## Task requirements
Look through the entries below for the string "back", and copy each line where it is found.

-=-=-=-=-

PR #410, opened 2023-03-13
Add `inngest/function.failed` internal event for fn failures

jpwilliams:
## Summary

Adds the sending of an internal `inngest/function.failed` event when a function fails for the final time.

Unsure about the required use of `EventStream` here; it could be better.

## Todo

- [x] Create `WithFailureHandler()` for when instantiating an executor - takes a function to call when a run has failed for the final time
- [x] Ensure executor has no knowledge of required pubsub/eventstream/etc
- [ ] Tests

## Related

- inngest/inngest-js#133

### DIFF
--- a/pkg/execution/executor/executor.go
+++ b/pkg/execution/executor/executor.go
@@ -2,23 +2,18 @@ package executor
 
 import (
 	"context"
-	"crypto/rand"
 	"encoding/json"
 	"fmt"
-	"time"
 
 	"github.com/hashicorp/go-multierror"
 	"github.com/inngest/inngest/inngest"
 	"github.com/inngest/inngest/pkg/config"
 	"github.com/inngest/inngest/pkg/coredata"
 	"github.com/inngest/inngest/pkg/enums"
-	"github.com/inngest/inngest/pkg/event"
 	"github.com/inngest/inngest/pkg/execution/driver"
 	"github.com/inngest/inngest/pkg/execution/queue"
 	"github.com/inngest/inngest/pkg/execution/state"
 	"github.com/inngest/inngest/pkg/logger"
-	"github.com/inngest/inngest/pkg/pubsub"
-	"github.com/oklog/ulid/v2"
 	"github.com/rs/zerolog"
 )
 
@@ -116,10 +111,6 @@ func NewExecutor(opts ...ExecutorOpt) (Executor, error) {
 		return nil, ErrNoActionLoader
 	}
 
-	if m.pb == nil {
-		return nil, ErrNoPublisher
-	}
-
 	return m, nil
 }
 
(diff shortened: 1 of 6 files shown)


pkg/execution/executor/executor.go
```diff
@@ -146,6 +146,13 @@ func WithConfig(c config.Execution) ExecutorOpt {
 	}
 }
 
+func WithFailureHandler(f *func(context.Context, state.Identifier, state.State, state.DriverResponse) error) ExecutorOpt {
```
tonyhb, line 149: We could type this handler for readability/ease of use:  you can then use this type here and in the struct definition.


```
type FailureHandler func(context.Context, state.Identifier, state.State, state.DriverResponse) error

func WithFailureHandler(f FailureHandler) ExecutorOpt {
```

pkg/execution/executor/executor.go
```diff
@@ -173,6 +180,7 @@ type executor struct {
 	sm             state.Manager
 	al             coredata.ExecutionActionLoader
 	runtimeDrivers map[string]driver.Driver
+	failureHandler *func(context.Context, state.Identifier, state.State, state.DriverResponse) error
```
tonyhb, line 183: This doesn't need to be a pointer, esp. when we convert this to a type :)

pkg/execution/executor/executor.go
```diff
@@ -306,6 +314,12 @@ func (e *executor) run(ctx context.Context, w inngest.Workflow, id state.Identif
 		return nil, idx, err
 	}
 	if response.Err != nil {
+		if response.Final() && e.failureHandler != nil {
+			if err := (*e.failureHandler)(ctx, id, s, *response); err != nil {
```
tonyhb, line 318: When this isn't a pointer you can literally just `if err := e.failureHandler(ctx, id, s, *response)` :)

pkg/execution/state/driver_response.go
```diff
@@ -236,3 +237,46 @@ func (r DriverResponse) Error() string {
...
+	}
+
+	var output UserError
+
+	if err := json.Unmarshal([]byte(s), &output); err != nil {
+		return nil
+	}
+
+	return &output
+}
```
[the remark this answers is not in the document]
tonyhb: I hate the way we do errors so this isn't on you.  Let's standardize next quarter.  We could pair on a unit test on Monday!

tonyhb (changes requested):

pkg/execution/executor/executor.go
jpwilliams: Lovely!

pkg/execution/executor/executor.go
jpwilliams: @tonyhb Figured that this `WithX` pattern is for adding items that aren't required; wouldn't making this a value mean that it's always needed?

Just a meta question; I'm aware we always want it in this particular case!

jpwilliams:
Looking more reasonable, @tonyhb?

tonyhb (approved):

tonyhb:
Absolutely, this looks great!

PR #412, opened 2023-03-15
Add group IDs to queue items and history

tonyhb:
This PR adjusts our history and queue to allow for "group IDs".  A group ID is a string that's shared across all queue items and history items for a _single_ step, letting us group and correlate disparate jobs + history items together.


tonyhb:
Superseded by #413

PR #415, opened 2023-03-16
Reserve `inngest/*` event names for internal use only

jpwilliams:
## Summary

Stops clients sending `inngest/*` events to the API; they should be reserved for internal use only.


tonyhb (approved):

tonyhb:
Good idea!

PR #423, opened 2023-03-31
Add basic function list view

djfarrelly:
## Description

This adds a new "Function List" view on the side bar from which a user can view all registered functions. The purpose is to help users detect issues with their configuration.

While there could be a lot more work done here, this is a feature that has been requested and should greatly help with users debugging their local setup.

### Function card

Re-used from the rest of the UI. Shows the URL where the function is being served from and the trigger. All functions show "✅ Registered"

image

### View with functions

image

### Blank slate view

image

## Notes

* This adds a new view and GraphQL edge to query for registered functions. 
* This also merges the loader on the dev server so the `FSLoader`/`ReadWriter` that registers the functions is the same as the one that is used to fetch data in the API ensuring the memory is shared.
* This also drops some legacy options for Docker that are no longer used. I don't believe this should break anything as this is just removing them from the dev server package only.


jpwilliams:
INN-760 🥳

cmd/commands/dev.go
```diff
@@ -13,16 +13,14 @@ import (
 func NewCmdDev() *cobra.Command {
 	cmd := &cobra.Command{
 		Use:     "dev",
-		Short:   "Run the inngest dev server",
-		Example: "inngest dev -p 1234",
```
djfarrelly, line 17: This shows the recommended default that we want people to use now

pkg/coreapi/graph/resolvers/functions.go
```diff
@@ -6,12 +6,62 @@ import (
...
 
+func (r *queryResolver) Functions(ctx context.Context) ([]*models.Function, error) {
+	fns, err := r.APIReadWriter.Functions(ctx)
+	if err != nil {
+		return nil, err
+	}
+
+	var functions []*models.Function
+	for _, fn := range fns {
+		id := string(fn.ID)
```
djfarrelly, line 24: There were some go-isms that I tried to do in a nicer way, but found to have issues with references so I emulated what was done in other resolvers. Not super pretty, but it works consistently.

ui/src/views/FunctionList.tsx
```diff
@@ -0,0 +1,60 @@
...
+      <div className="flex-1">
+        {isFetching ? (
+          <>Loading...</>
+        ) : functions?.length ? (
+          <div className="flex flex-col items-center basis-[36px] gap-4 max-w-xl">
+            {functions.map((f, idx) => {
+              const triggers = f?.triggers
+                ?.map((t) => t.event || t.cron)
+                .join(", ");
+              const cleanUrl = new URL(f.url || "");
```
jpwilliams, line 30: In the unlikely event that `f.url` is falsey, `new URL("")` will throw. Probably worth extracting this into a `useMemo()` call the conditionally setting the `contextualBar`.

cmd/commands/dev.go
tonyhb: Yeah great idea.

tonyhb (approved):

pkg/coreapi/schema.graphql
```diff
@@ -87,6 +87,19 @@ enum EventStatus {
...
+  id: String
+  concurrency: Int
+  triggers: [FunctionTrigger!]
+  url: String
+}
+
+type FunctionTrigger {
+  event: String
+  cron: String
+}
```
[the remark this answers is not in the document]
djfarrelly: Yeah - I agree that this should probably be a union here and in `monorepo` too. let me look into making that happen 🤔

ui/src/icons/StatusNoFn.tsx
```diff
@@ -4,8 +4,8 @@ export function IconStatusNoFn() {
       <path
         d="M2.4857 6.9238h1.586v-.3965c0-.6835.253-1.039 1.1484-1.5585.9297-.5538 1.4492-1.2852 1.4492-2.3243V2.631c0-1.4971-1.251-2.5772-3.124-2.5772C1.515.0537.4008 1.2295.353 2.8291v.0137l1.5928-.0069.0137-.0068c.0478-.8408.6152-1.3809 1.497-1.3809.8614 0 1.4356.5264 1.4356 1.2442v.0137c0 .6699-.2871 1.039-1.1348 1.5517-.9433.5537-1.3398 1.169-1.2783 2.1807l.0068.4853Zm.8682 3.2471c.6973 0 1.1348-.4238 1.1348-1.0732 0-.6563-.4375-1.0801-1.1348-1.0801-.6836 0-1.1348.4238-1.1348 1.08 0 .6495.4512 1.0733 1.1348 1.0733Z"
         fill="#94A3B8"
-        fill-rule="nonzero"
+        fillRule="nonzero"
```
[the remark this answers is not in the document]
djfarrelly: No - not broken, just React warnings since they only like camelCase attributes 😄

ui/src/store/baseApi.ts
```diff
@@ -2,7 +2,7 @@ import { createApi } from "@reduxjs/toolkit/query/react";
 import { graphqlRequestBaseQuery } from "@rtk-query/graphql-request-base-query";
 import { GraphQLClient } from "graphql-request";
 
-const hostname = window.location.host;
+const hostname = import.meta.env.DEV ? "localhost:8288" : window.location.host;
```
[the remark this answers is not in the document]
djfarrelly: Yep - New to me too - felt like the right way to go for development 😄

ui/src/utils/statusStyles.ts
```diff
@@ -10,7 +10,7 @@ import {
 import { EventStatus, FunctionRunStatus } from "../store/generated";
 
 export default function statusStyles(
-  status: EventStatus | FunctionRunStatus | null
+  status: EventStatus | FunctionRunStatus | "Registered" | null
```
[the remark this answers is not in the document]
djfarrelly: Yeah - I dislike this too, maybe I'll move to a type instead of a string, but it's kind of a temp hack to get this status thing working for a function itself that doesn't return a status from the server.

ui/src/views/FunctionList.tsx
djfarrelly: I changed the API so that URL cannot be empty from the server response. I think that should cover it in this case, but if you think not, I can try/catch this one.

PR #429, opened 2023-04-21
INN-1098 Allow the executor to check status inside streamed responses

jpwilliams:
## Summary INN-1098

We can't use status codes to signify functionality for streamed responses, as we'd be sending it before we understand what we're doing or what has happened.

In these cases, the SDK (inngest/inngest-js#163) embeds the final status inside the returned body.

This small shim catches this occurence.

## Related

- inngest/inngest-js#163


tonyhb (approved):

tonyhb:
Looks good!  Exciting stuff :)

PR #3890, opened 2026-03-26
Fix Vercel serve path configuration deletion by making the rows controlled with stable keys

albertchae:
## Description

User reported a bug where deleting a row would visually make it look
like the last row was deleted. Saving the change actually sent the right
data over the network but this was still a bad UI bug.

It turns out these rows were uncontrolled inputs too because they only
set defaultValue and not value, so change them to fully controlled.

The react key with array index is precisely the pitfall here since we
allow deletions
https://react.dev/learn/rendering-lists#why-does-react-need-keys

- [ ] Docs

## Checklist

---

> [!NOTE]
> Fixes a UI bug where deleting a serve path row would visually appear to delete the last row instead of the selected one. The fix replaces array-index-based React keys with stable UUIDs and converts uncontrolled inputs (`defaultValue`) to controlled inputs (`value`).
> 
> <sup>Written by [Mendral](https://mendral.com) for commit 07e83d8040222db27844ae81bd3618694930fda5.</sup>

### DIFF
--- a/ui/apps/dashboard/src/routes/_authed/settings/integrations/vercel/configure/$id/index.tsx
+++ b/ui/apps/dashboard/src/routes/_authed/settings/integrations/vercel/configure/$id/index.tsx
@@ -31,6 +31,19 @@ import { useVercelIntegration } from '@/queries/useVercelIntegration';
 
 const defaultPath = '/api/inngest';
 
+type ServePathRow = {
+  id: string;
+  value: string;
+};
+
+function createServePathRow(value: string): ServePathRow {
+  return {
+    // Generate a stable key for each row using a random number converted to a base-36 string.
+    id: Math.random().toString(36).slice(2),
+    value,
+  };
+}
+
 export const Route = createFileRoute(
   '/_authed/settings/integrations/vercel/configure/$id/',
 )({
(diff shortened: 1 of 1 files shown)


ui/apps/dashboard/src/routes/_authed/settings/integrations/vercel/configure/$id/index.tsx
```diff
@@ -252,16 +269,19 @@ function VercelConfigure() {
...
                     className="flex flex-row items-center justify-start"
                   >
                     <div className="mr-2 w-full">
                       <Input
-                        defaultValue={path}
+                        value={path.value}
                         className="text-basis h-10 w-full px-2 py-2 text-base"
                         onChange={({ target: { value } }) => {
-                          setPaths(paths.map((p, n) => (i === n ? value : p)));
-                          setProject(project);
```
albertchae, line 264: setProject is not needed now that the row is controlled

ui/apps/dashboard/src/routes/_authed/settings/integrations/vercel/configure/$id/index.tsx
```diff
@@ -252,16 +269,19 @@ function VercelConfigure() {
...
+                          setPaths((prevPaths) =>
```
albertchae, line 280: using functional form of setPaths since it's based on the previous state https://react.dev/reference/react/useState#updating-state-based-on-the-previous-state

PR #3893, opened 2026-03-26
Fix connect graceful shutdown draining

BrunoScheufler:
## Description

This PR adds some small changes to the connect gateway, including
- removing the context from message handling, which may prevent connection status update/message forward operations from being canceled when draining starts
- marking the connection as draining in memory when the gateway itself starts draining (ensuring all subsequent updates don't flip the connection back to healthy)

- [ ] Docs

## Checklist

---

> [!NOTE]
> This PR fixes connect gateway graceful shutdown by: removing the request context from `handleIncomingWebSocketMessage` and using `context.Background()` for all state updates to prevent cancellation during drain; setting `ch.draining.Store(true)` before the Redis status update to close the race window where heartbeats could reset status back to READY; adding a 5s `wsWriteTimeout` for all WebSocket writes; and fixing the router to not delete connections on a draining gateway. Includes comprehensive drain scenario tests covering heartbeat status preservation, new connection rejection, reply/ack/lease-extension processing during drain.
> 
> <sup>Written by [Mendral](https://mendral.com) for commit 6fbe256f5ffb3d8c38c9dc62b84bdea6a6f0a2cb.</sup>

### DIFF
--- a/pkg/connect/routing/router.go
+++ b/pkg/connect/routing/router.go
@@ -397,11 +397,6 @@ func isHealthy(ctx context.Context, stateManager state.StateManager, envID uuid.
 				shouldDeleteUnhealthyGateway:    true,
 			}
 		}
-
-		// Drop associated connection
-		return isHealthyRes{
-			shouldDeleteUnhealthyConnection: true,
-		}
 	}
 
 	return isHealthyRes{


pkg/connect/gateway.go
```diff
@@ -264,6 +264,9 @@ func (c *connectGatewaySvc) Handler() http.Handler {
 			// If gateway is shutting down, we must immediately start the draining process
 			ch.log.Debug("context done, starting draining process")
 
+			// Mark connection as draining to prevent subsequent heartbeats from marking it as ready
```
BrunoScheufler, line 273: Not sure why we didn't do this before but when the gateway itself is draining, we can make sure that all further connection updates mark it as draining too.

pkg/connect/gateway.go
```diff
@@ -498,7 +503,7 @@ func (c *connectGatewaySvc) Handler() http.Handler {
 					Tags:    tags,
 				})
 
-				serr := ch.handleIncomingWebSocketMessage(ctx, &msg)
+				serr := ch.handleIncomingWebSocketMessage(&msg)
```
BrunoScheufler, line 514: Passing the context here is misleading since we likely want to allow most operations even when draining. The context is canceled when draining starts.

pkg/connect/gateway.go
```diff
@@ -687,22 +705,33 @@ func (c *connectionHandler) handleIncomingWebSocketMessage(ctx context.Context,
...
+		c.log.Debug("marked worker as ready")
+
 		return nil
 	case connectpb.GatewayMessageType_WORKER_HEARTBEAT:
-		if c.svc.isDraining.Load() {
-			return &ErrDraining
+		// Always allow heartbeats
+
+		// Don't reset status to READY if the connection or service is draining.
+		status := connectpb.ConnectionStatus_READY
```
BrunoScheufler, line 723: This was a little weird. We should always allow heartbeats from connections but when draining, those should be marked as draining.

-=-=-=-=-

## Exercise solution
- marking the connection as draining in memory when the gateway itself starts draining (ensuring all subsequent updates don't flip the connection back to healthy)
> This PR fixes connect gateway graceful shutdown by: removing the request context from `handleIncomingWebSocketMessage` and using `context.Background()` for all state updates to prevent cancellation during drain; setting `ch.draining.Store(true)` before the Redis status update to close the race window where heartbeats could reset status back to READY; adding a 5s `wsWriteTimeout` for all WebSocket writes; and fixing the router to not delete connections on a draining gateway. Includes comprehensive drain scenario tests covering heartbeat status preservation, new connection rejection, reply/ack/lease-extension processing during drain.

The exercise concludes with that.